On Learning to Give Thanks
Here are five Thanksgiving-themed quotes from the eminently quotable G.K. Chesterton. Whatever our circumstances – whether times of plenty or privation, calm or chaos, satisfaction or struggle – this old friend reminds us always to look to our Heavenly Father with thankful hearts and lips.
I would maintain that thanks are the highest form of thought, and that gratitude is happiness doubled by wonder.
The aim of life is appreciation; there is no sense in not appreciating things; and there is no sense in having more of them if you have less appreciation of them.
When it comes to life the critical thing is whether you take things for granted or take them with gratitude.
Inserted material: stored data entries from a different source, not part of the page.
Issue #8864, opened 2024-12-12
npm-resolver uses incorrect metaCache configuration


OverLord561:
### Verify latest release

- [X] I verified that the issue exists in the latest pnpm release

### pnpm version

v8

### Link to the code that reproduces this issue or a replay of the bug

https://github.com/pnpm/pnpm/blob/a162703126ef0be886f76f7b598acb0f38b99394/resolving/npm-resolver/src/index.ts#L87

### Reproduction steps

We are using 
 ```
   "@pnpm/cafs": "^7.0.5",
    "@pnpm/client": "11.1.9",
    "@pnpm/logger": "5.2.0",
    "@pnpm/package-store": "20.3.7",
```
and initializing client like below
```
const { resolve, fetchers} = createClient({
    ...,
    fullMetadata: true
});
```
In general we are trying to resolve OOM exceptions due to constant memory grow.

### Describe the Bug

You say grace before meals. All right. But I say grace before the concert and the opera, and grace before the play and pantomime, and grace before I open a book, and grace before sketching, painting, swimming, fencing, boxing, walking, playing, dancing and grace before I dip the pen in the ink.
When we were children we were grateful to those who filled our stockings at Christmas time. Why are we not grateful to God for filling our stockings with legs?
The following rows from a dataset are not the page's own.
PR #12874, opened 2026-07-09
fix(pacquet): reject lockfile names that escape node_modules (GHSA-2rx9-3g3h-c2jv)

zkochan:
## Summary

Fixes the pacquet path-traversal reported in **GHSA-2rx9-3g3h-c2jv / CAND-PNPM-027** (CWE-22 / CWE-59 / CWE-73).

A crafted `pnpm-lock.yaml` could carry a dependency alias, snapshot package name, or virtual-store slot with path-traversal segments (e.g. `../../escaped-link`). During `pacquet install` — notably `--frozen-lockfile --trust-lockfile` — those lockfile-controlled strings were joined into filesystem paths and could create symlinks, directories, or bins **outside** the project / `node_modules` boundary. `PkgName` parsing does not validate against npm's package-name rules, so `..`/`/`-bearing names flow straight into the many install-time `Path::join` sinks (direct/transitive symlinks, slot extraction dirs, bins, hoisted links, and — under the global virtual store — the slot path itself via its version-derived segment).

**Root cause:** the lockfile verifier already validated dependency aliases, but that check only ran inside the resolution-policy fan-out, which `trustLockfile` disables (empty verifiers → the frozen path returns before ever calling the verifier). It also never covered snapshot *package names* or packages-less (`link:`-only) lockfiles.

**Fix**

- Add `verify_lockfile_dependency_names` to `pacquet-lockfile-verification`: an offline, network-free structural check over importer aliases, **snapshot package names**, and snapshot dependency aliases (reusing the existing `is_valid_old_npm_package_name` rule and `ERR_PNPM_INVALID_DEPENDENCY_NAME` error). `verify_lockfile_resolutions` now runs it **before** the `packages`-absent short-circuit and the cache lookup, closing the `link:`-only bypass.
- Call it **unconditionally** from `InstallFrozenLockfile::run` — before any materialization and before the warm-install skip filter — so `trustLockfile` can no longer bypass it.
- Add `validate_virtual_store_slot_containment` to `pacquet-package-manager`: a lexical `is_subdir` check on each snapshot's computed slot, rejecting a global-virtual-store slot whose version-derived segment escapes the store root (the one escape name validation alone can't catch; it needs the install-time `VirtualStoreLayout`, which is why this half stays in `package-manager`).

Reproduced end-to-end against the built binary: before the fix, `pacquet install --frozen-lockfile --trust-lockfile` on a lockfile with a `../../escaped-link` dependency created a symlink outside the project; after, the install aborts with `ERR_PNPM_INVALID_DEPENDENCY_NAME` and writes nothing outside the project. Verified for both a `packages:`-backed lockfile and a `link:`-only (no `packages:`) lockfile.

## Squash Commit Body

```text
A crafted pnpm-lock.yaml could carry a dependency alias, snapshot package
name, or virtual-store slot with path-traversal segments (e.g.
`../../escaped-link`). During `pacquet install` — notably
`--frozen-lockfile --trust-lockfile` — those lockfile-controlled strings
were joined into filesystem paths and could create symlinks, directories,
or bins outside the project / node_modules boundary (CWE-22 / CWE-59).

The lockfile verifier already validated dependency aliases, but the check
only ran inside the resolution-policy fan-out, which trustLockfile
disables — and it never covered snapshot package names or packages-less
(link:-only) lockfiles.

- Add verify_lockfile_dependency_names, an offline structural check over
  importer aliases, snapshot package names, and snapshot dependency
  aliases, and run it in verify_lockfile_resolutions before the
  packages-absent short-circuit and the cache lookup.
- Call it unconditionally from InstallFrozenLockfile::run — before any
  materialization and the warm-install skip filter — so trustLockfile
  cannot bypass it.
- Add validate_virtual_store_slot_containment to reject a
  global-virtual-store slot whose version-derived segment escapes the
  store root, the one escape name validation alone cannot catch.

Rejections surface ERR_PNPM_INVALID_DEPENDENCY_NAME.
```

## Checklist

- [x] The change is implemented in both the TypeScript CLI and the Rust `pacquet/` port, or the description notes what still needs porting. — pacquet-only: the advisory notes the escape is specific to pacquet (`PkgName` is more permissive than the TS resolver), so no TypeScript-CLI or lockfile-format change is needed.
- [x] Added a changeset if this PR changes any published package. — N/A: Rust-only change; pacquet is not a changeset-versioned npm package.
- [x] Added or updated tests. — 3 new verifier tests (snapshot-key name, packages-less `link:` case, clean lockfile) + 2 package-manager containment tests; full `pacquet-package-manager` (654) and `pacquet-lockfile-verification` (47) lib suites pass; `cargo clippy --deny warnings` and `cargo fmt` clean.
- [x] Updated the documentation if needed. — N/A.

---

## Summary by CodeRabbit

* **New Features**
  * Added broader lockfile safety checks during install and verification.
  * Lockfiles with unsafe dependency names or paths are now rejected earlier, helping prevent filesystem escape issues.
  * Virtual store placement is now validated to ensure computed paths stay within the expected package store.

* **Bug Fixes**
  * Improved handling of lockfiles without package sections.
  * Unsafe entries are now blocked consistently, even when some verification paths would otherwise be skipped.

### DIFF
--- a/pacquet/crates/lockfile-verification/src/lib.rs
+++ b/pacquet/crates/lockfile-verification/src/lib.rs
@@ -11,6 +11,7 @@
 //! JSONL stat-and-skip cache.
 //!
 //! Public surface today: [`verify_lockfile_resolutions()`],
+//! [`verify_lockfile_dependency_names()`],
 //! [`collect_resolution_policy_violations()`], [`hash_lockfile()`],
 //! [`VerifyError`], and [`RenderedViolation`] — the last lets a caller
 //! that resolved violations out-of-process (e.g. the pnpr client
@@ -35,5 +36,6 @@ pub use hash_lockfile::hash_lockfile;
 pub use record_lockfile_verified::record_lockfile_verified;
 pub use verify_lockfile_resolutions::{
     RESOLUTION_SHAPE_MISMATCH_VIOLATION_CODE, VerifyLockfileResolutionsOptions,
-    collect_resolution_policy_violations, verify_lockfile_resolutions,
+    collect_resolution_policy_violations, verify_lockfile_dependency_names,
+    verify_lockfile_resolutions,
 };
--- a/pacquet/crates/lockfile-verification/src/verify_lockfile_resolutions.rs
+++ b/pacquet/crates/lockfile-verification/src/verify_lockfile_resolutions.rs
@@ -67,6 +67,12 @@ pub async fn verify_lockfile_resolutions<Reporter: self::Reporter>(
     verifiers: &[Arc<dyn ResolutionVerifier>],
     opts: &VerifyLockfileResolutionsOptions<'_>,
 ) -> Result<(), VerifyError> {
+    // Offline structural gate first: reject invalid dependency names
+    // before the `packages`-absent short-circuit and the cache lookup,
+    // so a lockfile that carries a path-traversal alias but no
+    // `packages:` section (e.g. only `link:` deps) is still rejected.
+    verify_lockfile_dependency_names(lockfile)?;
+
     if lockfile.packages.is_none() {
         return Ok(());
     }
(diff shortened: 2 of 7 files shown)


zkochan:
Superseded by pnpm/pnpm#12872, which now carries this pacquet fix (cherry-picked verbatim) alongside the TypeScript-side containment for both stacks, plus an added global-virtual-store slot containment. Consolidated per the two-stacks-one-PR parity rule.

---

Eminent Bible commentator Matthew Henry once told the story of his wallet being stolen. Reflecting on the incident, the first thing Henry did was to give thanks. He considered the man who robbed him and wrote, “1.) I am thankful that he never robbed me before. 2), I am thankful that although he took my wallet, he did not take my life. 3) Although he took all I had, it was not much. And 4), I am glad that it was I who was robbed, not I who did the robbing.”
Matthew Henry knew how to do something each of us needs to learn: to be grateful in all circumstances. As St. Paul wrote in an oft-quoted passage, “in everything give thanks; for this is the will of God in Christ Jesus for you” (1 Thess 5:18). Ingratitude really is the first step away from God, the first precipitous shuffle toward unbelief and ungodliness (See Romans 1). The fight for followers of Jesus is to be grateful, daily, even in the midst of trials, to cultivate a heart of thanks for small and easy-to-overlook blessings, to refuse the easy sin of taking God for granted. The Bible calls us to be sober, and one sure expression of that soberness is to look around, to notice what God is doing, and then to lift up gratitude from the heart – and to say so, to voice our thanks to our Father and to those around us. Gratitude toward God really is the ground of our peace, joy, and faithfulness.
So Happy Thanksgiving, friends. I am very thankful for you!